(THE RECORDS Opens)

PR #674, opened 2023-10-20
Fix commit tree with multiple parents

maths22:

### Description
This change fixes commit_tree to actually pass through multiple parents
correctly, while preserving backwards-compatibility by still handling
single commits passed into the `parents` field.

### DIFF
--- a/lib/git/lib.rb
+++ b/lib/git/lib.rb
@@ -1040,10 +1040,19 @@ module Git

(THE RECORDS Closes)

# WORK REQUEST:
Show all lines in the records above that hold "parents".

# ANSWER BOX:
Fix commit tree with multiple parents
This change fixes commit_tree to actually pass through multiple parents
single commits passed into the `parents` field.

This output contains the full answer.